Baked Beans with (Fake) Bacon

This is one of the easiest recipes ever. It’s perfect for a weeknight when you want something savory and delicious, but don’t feel like slaving over the stove for hours. This was originally someone else’s recipe, but I’ve modified it and added a few things to make it more savory and spicy.

Makes four heaping servings

Ingredients:

Two cans beans (any kind of bean will work)

Ketchup

Mustard

Brown sugar

Hot Sauce of choice (I use Frank’s)

One onion, diced

One bell pepper, seeded and diced

Trader Joe’s South African Spice (paprika, salt, basil)

Bacon or facon (I prefer Morning Star for facon), chopped

Canola oil or other tasteless oil for frying

Preparation:

Preheat oven to 375°F. I use a toaster oven, but a regular oven will work great.

Drain the beans and rinse them with water. In a bowl, add equal parts of ketchup, mustard, and brown sugar until the beans are completely coated. Taste and add more of anything that is missing. Add hot sauce and South African Spice to taste.
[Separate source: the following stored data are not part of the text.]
PR #2072, opened 2025-11-20
qa patch - ingest refactor fallout

fvankrieken:
relatively self-explanatory - I took a silly janky approach to this object that's supposed to return consistent structure for library, legacy ingest code, and current ingest code. This replaces that silly janky approach with pydantics built-in functionality instead.

This was causing issues in the QA app for the GR page - already deployed from this branch and it's looking good

~and migrating dcp_developments to ingest because it fails to ingest with library due to null geoms (that issue in the newer gdals)~ moved this to the pluto pr that already emrged

### DIFF
--- a/products/pluto/models/staging/stg__dcp_developments.sql
+++ b/products/pluto/models/staging/stg__dcp_developments.sql
@@ -1,12 +1,12 @@
 WITH final AS (
     SELECT
-        bbl::decimal::bigint::text,
+        bbl,
         bin,
-        units_co::numeric,
-        classa_prop::numeric,
+        units_co,
+        classa_prop,
         job_type,
         job_status,
-        date_complete::date
+        date_complete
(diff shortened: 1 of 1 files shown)


dcpy/lifecycle/ingest/validate.py
```diff
@@ -124,7 +124,7 @@ def find_definition_file_validation_errors(
 def validate_definition(ds_id: str, definition_dir: Path) -> None:
     errors = find_definition_file_validation_errors(ds_id, definition_dir)
     if errors:
-        raise ValidationError(errors)
+        raise ValueError(errors)
```
fvankrieken: ValidationError needs a little more construction - raised an error trying to raise this error. Just keeps things simple this way

damonmcc (approved):

PR #2075, opened 2025-11-21
update pluto zoning far for 25v3.1, migrate devdb to ingest

fvankrieken:
DevDB is used for our data checks, figured it made sense to migrate especially since it fails with library due to the weird null geom gdal bug (where the python gdal bindings fail translation when null geoms are present). We make it and it's fairly straight forward, so I just went ahead and ingested from this branch - all looks good in the build

[successful run](https://github.com/NYCPlanning/data-engineering/actions/runs/19645390440/job/56259263059)


products/pluto/pluto_build/data/dcp_zoning_maxfar.csv
alexrichey: Are we re-using these anywhere? Wondering if we should add them to ingest.

alexrichey (approved):
Had one question, but otherwise 👍

products/pluto/pluto_build/data/dcp_zoning_maxfar.csv
fvankrieken: They are used nowhere else but potentially yes. I feel like this specific dataset is worth chatting with zoning about to see if we want to handle it a little more holistically - get a better maintenance system than us occasionally emailing them, etc, and wouldn't mind just punting for now and continuing to treat this like a seed file.

products/pluto/models/_sources.yml
```diff
@@ -19,7 +20,14 @@ sources:
...
         arguments:
-          values: [ "Alteration", "Alteration (A2)", "Demolition", "New Building" ]
+          values:
+            [
+              "Alteration",
+              "Alteration (A2)",
+              "Alteration (Non-CO)",
+              "Demolition",
+              "New Building"
+            ]
```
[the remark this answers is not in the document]
fvankrieken: discussed in person

PR #2096, opened 2025-12-03
Use seed file to format text fields

### LINKED ISSUE #1954: Use `seed` table to read in formatting rules
dbt model `lion_dat_fields` does a lot of formatting based on the tables in the docs.

This is a bit duplicated with information in the seed file which has some info about the text format (for now just length/position) of the fields. This seed currently isn't used in the build, but rather for loading a "production" text file (from GR/the current C# application) back into the db after cutting up the text based on the info in the seed file.

But ideally we expand this seed file a little and make it the source of truth on how the output gets formatted. We'll then follow this pattern for the other flat files.

fvankrieken:
closes #1954, though I think it's worth making sure that we actually like this pattern before we move forward

latest [build passing](https://github.com/NYCPlanning/data-engineering/actions/runs/19936136121/job/57161386738)

go by commit. 2 is really the meat of this, 5 shows a little payoff as well

1. I think just makes sense in general, een outside the context of commit 2. Moves a bunch of centerline staging stuff to... the staging table. But also sets the stage for 2 by making the sql in `lion_dat_by_field` simpler
2. put formatting rules in seed file and use macro instead of having all that logic live in `lion_dat_by_field`. I think there's arguments to either approach honestly. Part of the sell here is that the seed file can really mimic these formatting tables that exist in the docs
    image
    This gets useful with things that share schema - see commit 5 which does this for sedat. It also gives us the ability the put all formatting rules (roughly) in one place which seems nice (commit 4 tries to address this a little too - makes seed subfolder to make it very clear what these are). Open to thoughts
3. just some downstream effects of 2
4. move lion dat formatting seed into a subfolder and rename
5. apply logic from 2 for the two sedat product tables

keeps output identical!

image

### DIFF
--- a/products/cscl/models/product/sedat/sedat.sql
+++ b/products/cscl/models/product/sedat/sedat.sql
@@ -1,13 +1,3 @@
 SELECT
-    FORMAT_LION_TEXT(lionkey, 10, ' ') AS lionkey,
-    COALESCE(parity, ' ') AS parity,
-    FORMAT_LION_TEXT(street_name, 32, ' ', FALSE, TRUE) AS street_name,
-    COALESCE(side_of_street, ' ') AS side_of_street,
-    FORMAT_LION_TEXT(lowaddress, 7, ' ') AS lowaddress,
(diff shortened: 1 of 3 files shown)


damonmcc (approved):
sick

In a pan, fry onions and pepper until caramelized. The onions should progress through clear, light brown, and finally a rich brown. When the onions reach this darker brown (some black is OK), remove from heat.

While the veggies are frying, chop the bacon or facon and fry until the pieces are about halfway cooked. You don’t want them to be cooked all the way because you will be baking this dish.

Add everything to the bowl of beans and add more ketchup, mustard, and brown sugar to coat the veggies and the meat. Place in a deep cooking pan and cover with tin foil. Bake for one hour.

Eat!

Why it’s healthy:

Beans are an excellent source of protein, about 8g protein per can. They are also full of fiber, which helps digestion. They have a low glycemic load (meaning they don’t cause your blood sugar to spike and crash, so you stay full longer). They also contain folate, zinc, and other minerals.

If you use the facon instead of real bacon, this recipe is really low in saturated fat, cholesterol, and sodium.

Bell peppers have a super low glycemic load and contain tons of vitamins and minerals, including Vitamins A and C, which are antioxidants (they prevent cancer and tissue mutation).

Onions help support the immune system and have anti-inflammatory properties.